Specific Phase-Dependent Regulation of Runx Factor Functional Targets.

In principle, transcription factors stably expressed across a developmental stage transition like Runx1 + 3 might be expected to regulate their target genes similarly in both stages. However, among 312 Runx-dependent genes, only 61 (19%) were sensitive to Runx disruption at both stages in common. The targets of Runx inhibition showed even less overlap, as only 27 of 410 (6.5%) Runx-inhibited genes were sensitive in both (Fig. 5E and SI Appendix, Fig. S4E). The rest responded in stage-specific ways.

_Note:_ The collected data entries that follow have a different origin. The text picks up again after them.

PR #1636, opened 2026-08-28
Config: report a malformed value rather than silently defaulting

jbmertens:
get_default() caught every std::runtime_error from get<T>() and returned the default, so a value of the wrong type was indistinguishable from one that was never set. A config could then declare a setting, have it quietly ignored, and run with the default while the rest of the config assumed otherwise -- with no warning anywhere.

### DIFF
--- a/lib/core/Config.hpp
+++ b/lib/core/Config.hpp
@@ -156,8 +156,11 @@ public:
     /**
      * @brief Get a config value or return the default value.
      *
-     * Same as get_int, but if it cannot find the value
-     * (or if it has the wrong type), it returns `default_value`.
+     * A value that is not set anywhere on the path returns @c default_value silently.
+     * A value that is set but cannot be read as @c T also returns @c default_value,
+     * but logs an error, since substituting the default for a malformed entry would
+     * otherwise leave the pipeline running an unintended configuration.
+     *
      * @param base_path     Path to the value in the config.
      * @param name          Name of the value.
      * @param default_value The default value.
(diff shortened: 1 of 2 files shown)


andrerenard (approved):
We should test this on a few "live" configs, but this is a great to have.

jbmertens:
~Switched to FATAL_ERROR as well.~

Along with the config usage reporting (catches stale config params, I'd definitely turn that on in the production CHIME configs), I hope this helps...

jbmertens:
@rhaas80 - just noting it may be useful to include this change in the chime branch; this caught a silent error in the CHORD configs.

lib/core/Config.hpp
```diff
@@ -156,8 +156,11 @@ class Config {
     /**
      * @brief Get a config value or return the default value.
      *
-     * Same as get_int, but if it cannot find the value
-     * (or if it has the wrong type), it returns `default_value`.
+     * A value that is not set anywhere on the path returns @c default_value silently.
+     * A value that is set but cannot be read as @c T also returns @c default_value,
+     * but logs an error, since substituting the default for a malformed entry would
+     * otherwise leave the pipeline running an unintended configuration.
```
rhaas80, line 162: I would lobby to abort in this case.

rhaas80:
oh yikes, this does seem like good error to report. Silently using the default if the given value fails to convert is just wrong.

jbmertens:
I changed this to a fatal error in the chord branch, although that didn't make it in this PR.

Runx-dependent and Runx-inhibited targets showed stage-specific responses to Runx deletion, whether they were developmentally increasing or decreasing in expression (Fig. 5E). The varied patterns argue against systematic detection biases, and RNA-seq tracks show the robustness of these effects (Fig. 5F and SI Appendix, Fig. S5). Many Runx-dependent targets showed stage-specific responses, including genes with key ongoing roles in T cell development (e.g., Tcf7, Thy1, Il2ra, and Cd5 [Cluster10], Phase1 sensitive only), while Ahr, Hdac4, and Hmgcs2 (Cluster12) were sensitive in Phase2 only (Fig. 5F and SI Appendix, Fig. S5 C and E; note scale changes between phases). Differentially stage-sensitive groups were especially obvious among the repression targets, as many Runx-inhibited genes were more up-regulated when Runx was removed in Phase1 (Fig. 5F and SI Appendix, Fig. S5D) (Cluster5 and Cluster7; e.g., Tal1, Sgk1, Meis1, Irf7, and Csf1), while others responded more in Phase2 (Cluster1 and Cluster9; Spi1, Pou2af1, Lyl1, CD34, Id1, and Id3) (Fig. 5F and SI Appendix, Fig. S5F). The stage-specific targets Tcf7 (Runx dependent only in Phase1 [Cluster10]) and Spi1 (PU.1; Runx inhibited only in Phase2 [Cluster1]) (Fig. 5F) have particularly important roles in T cell development. Thus, unexpectedly, a majority of both Runx-dependent and Runx-inhibited targets responded to Runx input selectively during specific developmental phases, often during expression changes, rather than for maintenance of a given expression level.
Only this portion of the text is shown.